* _What is being asked_:
The output should be the records themselves, given again exactly.

BEGIN

PR #82, opened 2022-12-19
Fix for creating Github release

jonstacks:
Contributes to: #60 

## What

Missed the `.rest` being added in newer versions of github-script. 

## How

Update to match what github-script@v5+ expects

## Breaking Changes

No, but bumping the `VERSION` once again, since pre-release versions are cheap, to get a git tag out there.


mschenck (approved):
🔥

Issue #55, opened 2022-12-05
Helm Common Values


alex-bezek:
We should audit and support the common helm values other controllers support.

jonstacks:
Going to pick this one up next since it should help test the helm chart release automation.

PR #83, opened 2022-12-19
Add Helm Common Values

jonstacks:
Resolves: #55 

## What

Adding more helm common values like overriding the `image.registry` and adding `image.pullSecrets`. See changes in the `values.yaml` file.

## How

* Added additional helm template snapshots for future testing. About half of this PR are tests.
* Updated the command line args of the controller to support taking an `election-id` since we support overriding the name now that is used to prefix resources.

## Breaking Changes
Yes, specifically the names of resources are now prefixed to support overriding with `nameOverride` and `fullnameOverride` as is common in a lot of helm charts.


mschenck (approved):
Nice!  I really like the leader election revamp

Issue #63, opened 2022-12-07
Make a little magic happen


alex-bezek:
as a part of the notes.txt that runs after the helm installation, we should output some useful information about next steps the user could take to see some useful functionality of ngrok very quickly. This is open to other ideas but the one that was brought up was to query the cluster for the k8s dashboard and if present output an example of the ingress object needed to expose it behind oauth

alex-bezek:
Another option would be to look for services on port 80 and 443 as good potential options to output an example for. Or even a generic example

mschenck:
I'm happy to close this ticket for now, but I'm leaving it open while looking for some additional ideas for _magic_.

mschenck:
closing for now.  More enhancements down the road

PR #84, opened 2022-12-20
Added example Ingress manifest to NOTES.txt

mschenck:
Selecting first service (other than "kubernetes") that is listening on 80 or 443 and generating a basic Ingress object manifest

related: #63

## What
Providing a ready-to-go example `Ingress` manifest so that new users can easily start to leverage the ingress controller, right after installation.

## How
The template now queries all K8s Services (across all namespaces) and selects the first Service that is listening on either 80 or 443 (that is not the "kubernetes" API service).  Then it generates an `Ingress` manifests, from the selected service. 

## Breaking Changes
No

### DIFF
--- a/helm/ingress-controller/templates/NOTES.txt
+++ b/helm/ingress-controller/templates/NOTES.txt
@@ -1,6 +1,51 @@
-The ngrok Ingress controller has been deployed as a Deployment type to your cluster.
+================================================================================
+The ngrok Ingress controller has been deployed as a Deployment type to your
+cluster.
 
-If you haven't yet, create some Ingress resources in your cluster and they will be automatically configured on the internet using ngrok.
+If you haven't yet, create some Ingress resources in your cluster and they will
+be automatically configured on the internet using ngrok.
+
+
+{{- $found := false }}
+{{- range $svcIndex, $service := (lookup "v1" "Service" "" "").items }}
+    {{- range $portMapIdx, $portMap := $service.spec.ports }}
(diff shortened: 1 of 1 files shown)


mschenck:
The output on my machine (which has a prometheus deploy) looks like this:

```
================================================================================
The ngrok Ingress controller has been deployed as a Deployment type to your
cluster.

If you haven't yet, create some Ingress resources in your cluster and they will
be automatically configured on the internet using ngrok.}}

One example, taken from your cluster, is the Service:
   "prometheus-server"

You can make this accessible via Ngrok with the following manifest:
--------------------------------------------------------------------------------
kind: Ingress
metadata:
  name: prometheus-server
  namespace: default
spec:
  ingressClassName: ngrok
  rules:
  - host: prometheus-server-1DcE8sFA.ngrok.io
    http:
      paths:
      - path: /
        pathType: Prefix
        backend:
          service:
            name: prometheus-server
            port:
              number: 80
--------------------------------------------------------------------------------
Applying this manifest will make the service "prometheus-server"
available on the public internet at "https://prometheus-server-1DcE8sFA.ngrok.io/".

Once done, view your edges in the Dashboard https://dashboard.ngrok.com/cloud-edge/edges
Find the tunnels running in your cluster here https://dashboard.ngrok.com/tunnels/agents

This controller is under active development and is in Alpha. It is not suggested to use this in production.
If you have any questions or feedback, please join us in https://ngrok.com/slack and let us know!
```

jonstacks (approved):

PR #94, opened 2023-01-04
Add ReservedDomain CRD

jonstacks:
## What

This adds a new kind, `ReservedDomain`, which is used for managing Reserved Domains in the ngrok API. This will give us an easy way to see all reserved domains and their status with `kubectl get reserveddomains`. In addition, for ingress rules that have the same host across multiple ingresses, we won't need to do the reserved domain logic anymore.

It was the easiest kind to add and will provide a good path forward for implementing the `Tunnel` kind and `Edge` kind as well.

## How

Added a new CRD and controller for `ReservedDomain` and wired it into the ingress controller so the ingress controller can manage `ReservedDomain`s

END

* _Response to this exercise_:
PR #82, opened 2022-12-19
Fix for creating Github release

jonstacks:
Contributes to: #60 

## What

Missed the `.rest` being added in newer versions of github-script. 

## How

Update to match what github-script@v5+ expects

## Breaking Changes

No, but bumping the `VERSION` once again, since pre-release versions are cheap, to get a git tag out there.


mschenck (approved):
🔥

Issue #55, opened 2022-12-05
Helm Common Values


alex-bezek:
We should audit and support the common helm values other controllers support.

jonstacks:
Going to pick this one up next since it should help test the helm chart release automation.

PR #83, opened 2022-12-19
Add Helm Common Values

jonstacks:
Resolves: #55 

## What

Adding more helm common values like overriding the `image.registry` and adding `image.pullSecrets`. See changes in the `values.yaml` file.

## How

* Added additional helm template snapshots for future testing. About half of this PR are tests.
* Updated the command line args of the controller to support taking an `election-id` since we support overriding the name now that is used to prefix resources.

## Breaking Changes
Yes, specifically the names of resources are now prefixed to support overriding with `nameOverride` and `fullnameOverride` as is common in a lot of helm charts.


mschenck (approved):
Nice!  I really like the leader election revamp

Issue #63, opened 2022-12-07
Make a little magic happen


alex-bezek:
as a part of the notes.txt that runs after the helm installation, we should output some useful information about next steps the user could take to see some useful functionality of ngrok very quickly. This is open to other ideas but the one that was brought up was to query the cluster for the k8s dashboard and if present output an example of the ingress object needed to expose it behind oauth

alex-bezek:
Another option would be to look for services on port 80 and 443 as good potential options to output an example for. Or even a generic example

mschenck:
I'm happy to close this ticket for now, but I'm leaving it open while looking for some additional ideas for _magic_.

mschenck:
closing for now.  More enhancements down the road

PR #84, opened 2022-12-20
Added example Ingress manifest to NOTES.txt

mschenck:
Selecting first service (other than "kubernetes") that is listening on 80 or 443 and generating a basic Ingress object manifest

related: #63

## What
Providing a ready-to-go example `Ingress` manifest so that new users can easily start to leverage the ingress controller, right after installation.

## How
The template now queries all K8s Services (across all namespaces) and selects the first Service that is listening on either 80 or 443 (that is not the "kubernetes" API service).  Then it generates an `Ingress` manifests, from the selected service. 

## Breaking Changes
No

### DIFF
--- a/helm/ingress-controller/templates/NOTES.txt
+++ b/helm/ingress-controller/templates/NOTES.txt
@@ -1,6 +1,51 @@
-The ngrok Ingress controller has been deployed as a Deployment type to your cluster.
+================================================================================
+The ngrok Ingress controller has been deployed as a Deployment type to your
+cluster.
 
-If you haven't yet, create some Ingress resources in your cluster and they will be automatically configured on the internet using ngrok.
+If you haven't yet, create some Ingress resources in your cluster and they will
+be automatically configured on the internet using ngrok.
+
+
+{{- $found := false }}
+{{- range $svcIndex, $service := (lookup "v1" "Service" "" "").items }}
+    {{- range $portMapIdx, $portMap := $service.spec.ports }}
(diff shortened: 1 of 1 files shown)


mschenck:
The output on my machine (which has a prometheus deploy) looks like this:

```
================================================================================
The ngrok Ingress controller has been deployed as a Deployment type to your
cluster.

If you haven't yet, create some Ingress resources in your cluster and they will
be automatically configured on the internet using ngrok.}}

One example, taken from your cluster, is the Service:
   "prometheus-server"

You can make this accessible via Ngrok with the following manifest:
--------------------------------------------------------------------------------
kind: Ingress
metadata:
  name: prometheus-server
  namespace: default
spec:
  ingressClassName: ngrok
  rules:
  - host: prometheus-server-1DcE8sFA.ngrok.io
    http:
      paths:
      - path: /
        pathType: Prefix
        backend:
          service:
            name: prometheus-server
            port:
              number: 80
--------------------------------------------------------------------------------
Applying this manifest will make the service "prometheus-server"
available on the public internet at "https://prometheus-server-1DcE8sFA.ngrok.io/".

Once done, view your edges in the Dashboard https://dashboard.ngrok.com/cloud-edge/edges
Find the tunnels running in your cluster here https://dashboard.ngrok.com/tunnels/agents

This controller is under active development and is in Alpha. It is not suggested to use this in production.
If you have any questions or feedback, please join us in https://ngrok.com/slack and let us know!
```

jonstacks (approved):

PR #94, opened 2023-01-04
Add ReservedDomain CRD

jonstacks:
## What

This adds a new kind, `ReservedDomain`, which is used for managing Reserved Domains in the ngrok API. This will give us an easy way to see all reserved domains and their status with `kubectl get reserveddomains`. In addition, for ingress rules that have the same host across multiple ingresses, we won't need to do the reserved domain logic anymore.

It was the easiest kind to add and will provide a good path forward for implementing the `Tunnel` kind and `Edge` kind as well.

## How

Added a new CRD and controller for `ReservedDomain` and wired it into the ingress controller so the ingress controller can manage `ReservedDomain`s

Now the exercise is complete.